[[ Input data, beginning ]]

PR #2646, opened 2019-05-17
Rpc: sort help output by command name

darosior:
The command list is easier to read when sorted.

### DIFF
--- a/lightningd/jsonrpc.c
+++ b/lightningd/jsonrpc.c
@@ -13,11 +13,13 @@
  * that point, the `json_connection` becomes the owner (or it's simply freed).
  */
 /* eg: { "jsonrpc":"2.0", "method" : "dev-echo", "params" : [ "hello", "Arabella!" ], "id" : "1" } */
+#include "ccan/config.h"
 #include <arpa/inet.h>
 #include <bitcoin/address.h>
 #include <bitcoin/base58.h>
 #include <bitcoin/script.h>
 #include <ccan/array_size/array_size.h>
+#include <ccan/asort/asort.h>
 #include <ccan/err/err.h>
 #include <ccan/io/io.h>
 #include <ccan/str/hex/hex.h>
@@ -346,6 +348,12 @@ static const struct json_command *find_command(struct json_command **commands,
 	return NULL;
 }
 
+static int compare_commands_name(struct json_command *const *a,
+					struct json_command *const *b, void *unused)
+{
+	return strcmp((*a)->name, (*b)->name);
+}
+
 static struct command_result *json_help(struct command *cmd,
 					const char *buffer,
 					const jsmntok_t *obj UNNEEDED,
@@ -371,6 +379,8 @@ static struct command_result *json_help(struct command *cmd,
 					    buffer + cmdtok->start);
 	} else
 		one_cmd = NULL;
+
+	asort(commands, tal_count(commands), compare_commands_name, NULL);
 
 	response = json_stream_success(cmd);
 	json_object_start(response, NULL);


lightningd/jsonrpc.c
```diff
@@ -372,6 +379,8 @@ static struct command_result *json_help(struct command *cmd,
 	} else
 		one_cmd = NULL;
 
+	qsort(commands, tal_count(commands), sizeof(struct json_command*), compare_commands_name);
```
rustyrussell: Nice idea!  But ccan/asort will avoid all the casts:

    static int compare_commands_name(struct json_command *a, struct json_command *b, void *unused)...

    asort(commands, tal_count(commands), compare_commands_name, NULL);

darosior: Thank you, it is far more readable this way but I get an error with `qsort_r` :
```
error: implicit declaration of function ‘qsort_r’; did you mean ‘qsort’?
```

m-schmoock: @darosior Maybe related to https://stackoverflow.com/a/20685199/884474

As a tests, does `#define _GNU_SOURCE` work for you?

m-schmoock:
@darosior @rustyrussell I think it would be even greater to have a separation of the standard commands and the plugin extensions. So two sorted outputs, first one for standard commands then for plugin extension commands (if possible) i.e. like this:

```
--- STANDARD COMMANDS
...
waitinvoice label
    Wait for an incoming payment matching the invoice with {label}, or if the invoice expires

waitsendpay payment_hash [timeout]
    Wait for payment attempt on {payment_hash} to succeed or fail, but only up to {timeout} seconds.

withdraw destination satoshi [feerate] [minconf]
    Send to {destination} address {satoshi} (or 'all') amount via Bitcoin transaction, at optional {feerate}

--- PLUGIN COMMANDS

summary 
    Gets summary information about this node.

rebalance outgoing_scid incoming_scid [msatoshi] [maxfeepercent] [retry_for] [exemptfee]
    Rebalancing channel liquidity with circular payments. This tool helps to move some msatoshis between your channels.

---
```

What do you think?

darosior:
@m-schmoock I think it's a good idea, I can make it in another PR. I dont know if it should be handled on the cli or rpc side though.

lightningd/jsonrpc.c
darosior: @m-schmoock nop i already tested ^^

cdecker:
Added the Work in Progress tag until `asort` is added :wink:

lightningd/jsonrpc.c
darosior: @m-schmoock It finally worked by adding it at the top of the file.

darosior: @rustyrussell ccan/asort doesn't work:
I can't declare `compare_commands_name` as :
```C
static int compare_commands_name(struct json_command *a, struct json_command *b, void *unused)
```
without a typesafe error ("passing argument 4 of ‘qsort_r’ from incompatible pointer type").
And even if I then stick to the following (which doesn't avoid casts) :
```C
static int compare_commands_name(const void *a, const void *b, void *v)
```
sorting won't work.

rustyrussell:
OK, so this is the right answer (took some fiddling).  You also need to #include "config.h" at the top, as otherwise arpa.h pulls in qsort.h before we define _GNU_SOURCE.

[[ Input data, end ]]
[[ Input data, beginning ]]

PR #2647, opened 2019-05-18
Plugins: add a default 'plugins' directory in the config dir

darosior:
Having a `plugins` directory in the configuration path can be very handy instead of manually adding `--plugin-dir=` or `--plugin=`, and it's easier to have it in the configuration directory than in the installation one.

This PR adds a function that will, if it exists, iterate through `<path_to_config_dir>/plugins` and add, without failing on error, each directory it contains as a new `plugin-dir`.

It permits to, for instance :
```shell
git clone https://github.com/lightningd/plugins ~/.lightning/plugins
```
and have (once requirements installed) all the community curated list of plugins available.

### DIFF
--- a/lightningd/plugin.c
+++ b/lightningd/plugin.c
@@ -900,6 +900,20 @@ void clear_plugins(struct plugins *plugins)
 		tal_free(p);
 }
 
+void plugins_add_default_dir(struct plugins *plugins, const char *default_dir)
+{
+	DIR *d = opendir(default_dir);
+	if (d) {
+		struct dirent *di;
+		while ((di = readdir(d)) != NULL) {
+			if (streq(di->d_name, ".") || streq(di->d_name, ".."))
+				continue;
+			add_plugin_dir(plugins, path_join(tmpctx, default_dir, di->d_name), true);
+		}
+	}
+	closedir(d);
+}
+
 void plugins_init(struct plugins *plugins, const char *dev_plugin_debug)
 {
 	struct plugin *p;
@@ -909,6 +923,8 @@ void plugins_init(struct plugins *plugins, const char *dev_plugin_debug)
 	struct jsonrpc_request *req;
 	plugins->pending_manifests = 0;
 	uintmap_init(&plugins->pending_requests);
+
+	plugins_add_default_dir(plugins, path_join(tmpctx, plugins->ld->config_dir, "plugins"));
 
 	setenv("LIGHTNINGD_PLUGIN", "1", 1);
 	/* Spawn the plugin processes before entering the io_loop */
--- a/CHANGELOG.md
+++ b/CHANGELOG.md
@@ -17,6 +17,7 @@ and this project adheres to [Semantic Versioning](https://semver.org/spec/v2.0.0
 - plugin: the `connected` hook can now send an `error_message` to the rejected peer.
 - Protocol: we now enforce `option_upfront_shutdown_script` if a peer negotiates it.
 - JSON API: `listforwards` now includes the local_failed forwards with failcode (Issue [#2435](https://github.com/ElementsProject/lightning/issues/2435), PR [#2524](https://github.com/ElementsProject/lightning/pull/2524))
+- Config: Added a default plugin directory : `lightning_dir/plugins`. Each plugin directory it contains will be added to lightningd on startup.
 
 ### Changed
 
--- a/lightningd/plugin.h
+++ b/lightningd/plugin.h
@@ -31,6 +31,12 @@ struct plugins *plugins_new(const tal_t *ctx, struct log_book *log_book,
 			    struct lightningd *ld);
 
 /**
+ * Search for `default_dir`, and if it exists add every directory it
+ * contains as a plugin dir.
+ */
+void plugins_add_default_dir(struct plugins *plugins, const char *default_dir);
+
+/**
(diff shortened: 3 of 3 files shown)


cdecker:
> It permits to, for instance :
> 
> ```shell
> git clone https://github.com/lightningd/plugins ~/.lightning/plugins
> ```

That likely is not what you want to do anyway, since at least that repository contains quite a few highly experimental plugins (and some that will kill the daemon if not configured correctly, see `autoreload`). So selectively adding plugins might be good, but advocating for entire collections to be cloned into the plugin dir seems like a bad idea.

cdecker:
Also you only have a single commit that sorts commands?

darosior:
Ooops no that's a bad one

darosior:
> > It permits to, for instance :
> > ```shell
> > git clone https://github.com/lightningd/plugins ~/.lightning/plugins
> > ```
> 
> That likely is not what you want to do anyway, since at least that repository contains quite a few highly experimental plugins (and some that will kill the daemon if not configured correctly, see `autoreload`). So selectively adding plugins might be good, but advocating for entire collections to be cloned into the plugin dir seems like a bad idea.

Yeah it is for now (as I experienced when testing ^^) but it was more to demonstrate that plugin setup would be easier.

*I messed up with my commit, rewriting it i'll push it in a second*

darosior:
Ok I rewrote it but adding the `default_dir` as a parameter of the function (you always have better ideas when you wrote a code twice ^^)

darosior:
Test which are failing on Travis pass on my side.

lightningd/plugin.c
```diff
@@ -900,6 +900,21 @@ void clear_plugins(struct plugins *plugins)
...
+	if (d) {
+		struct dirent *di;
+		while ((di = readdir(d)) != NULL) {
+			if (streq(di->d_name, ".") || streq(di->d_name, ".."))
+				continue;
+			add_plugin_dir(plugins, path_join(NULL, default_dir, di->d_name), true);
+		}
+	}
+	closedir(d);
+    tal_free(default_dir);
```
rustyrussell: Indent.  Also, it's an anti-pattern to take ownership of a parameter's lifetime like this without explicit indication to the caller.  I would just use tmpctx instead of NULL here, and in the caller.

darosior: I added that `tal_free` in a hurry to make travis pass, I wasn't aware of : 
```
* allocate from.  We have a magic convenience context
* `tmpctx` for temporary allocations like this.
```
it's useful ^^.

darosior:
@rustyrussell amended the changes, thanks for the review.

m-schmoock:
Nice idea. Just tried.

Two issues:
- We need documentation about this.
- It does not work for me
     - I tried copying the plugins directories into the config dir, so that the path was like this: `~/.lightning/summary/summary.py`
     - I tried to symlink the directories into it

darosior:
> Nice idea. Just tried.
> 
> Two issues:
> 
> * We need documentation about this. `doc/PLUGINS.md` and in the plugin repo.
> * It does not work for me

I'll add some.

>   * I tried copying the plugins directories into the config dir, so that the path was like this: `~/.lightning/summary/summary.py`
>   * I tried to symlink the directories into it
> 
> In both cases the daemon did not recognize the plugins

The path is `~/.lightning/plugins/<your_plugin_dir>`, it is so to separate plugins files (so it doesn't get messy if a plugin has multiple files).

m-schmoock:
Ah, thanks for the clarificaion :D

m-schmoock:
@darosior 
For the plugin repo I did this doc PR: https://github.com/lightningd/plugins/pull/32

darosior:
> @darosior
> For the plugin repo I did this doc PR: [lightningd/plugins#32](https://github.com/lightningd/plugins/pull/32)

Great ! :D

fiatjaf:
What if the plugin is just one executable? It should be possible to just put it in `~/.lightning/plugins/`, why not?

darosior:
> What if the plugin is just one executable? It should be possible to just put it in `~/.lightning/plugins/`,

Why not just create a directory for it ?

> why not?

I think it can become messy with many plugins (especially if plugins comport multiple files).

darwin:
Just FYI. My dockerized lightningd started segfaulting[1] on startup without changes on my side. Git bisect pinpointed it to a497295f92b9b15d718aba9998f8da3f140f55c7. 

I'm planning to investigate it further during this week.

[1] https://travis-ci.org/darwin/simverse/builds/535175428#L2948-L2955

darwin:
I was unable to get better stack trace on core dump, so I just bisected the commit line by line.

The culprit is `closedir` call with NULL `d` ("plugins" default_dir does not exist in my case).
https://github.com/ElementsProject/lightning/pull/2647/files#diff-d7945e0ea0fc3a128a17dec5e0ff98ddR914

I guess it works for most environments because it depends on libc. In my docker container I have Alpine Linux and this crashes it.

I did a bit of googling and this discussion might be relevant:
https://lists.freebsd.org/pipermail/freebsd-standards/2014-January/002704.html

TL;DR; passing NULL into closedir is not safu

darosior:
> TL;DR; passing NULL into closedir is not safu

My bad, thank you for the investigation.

[[ Input data, end ]]

To do: Would you quote everything above from the line containing "The culprit is" down to the line containing "My bad, thank you for the investigation."? Include both of those lines and nothing else.

Answer box:
The culprit is `closedir` call with NULL `d` ("plugins" default_dir does not exist in my case).
https://github.com/ElementsProject/lightning/pull/2647/files#diff-d7945e0ea0fc3a128a17dec5e0ff98ddR914

I guess it works for most environments because it depends on libc. In my docker container I have Alpine Linux and this crashes it.

I did a bit of googling and this discussion might be relevant:
https://lists.freebsd.org/pipermail/freebsd-standards/2014-January/002704.html

TL;DR; passing NULL into closedir is not safu

darosior:
> TL;DR; passing NULL into closedir is not safu

My bad, thank you for the investigation.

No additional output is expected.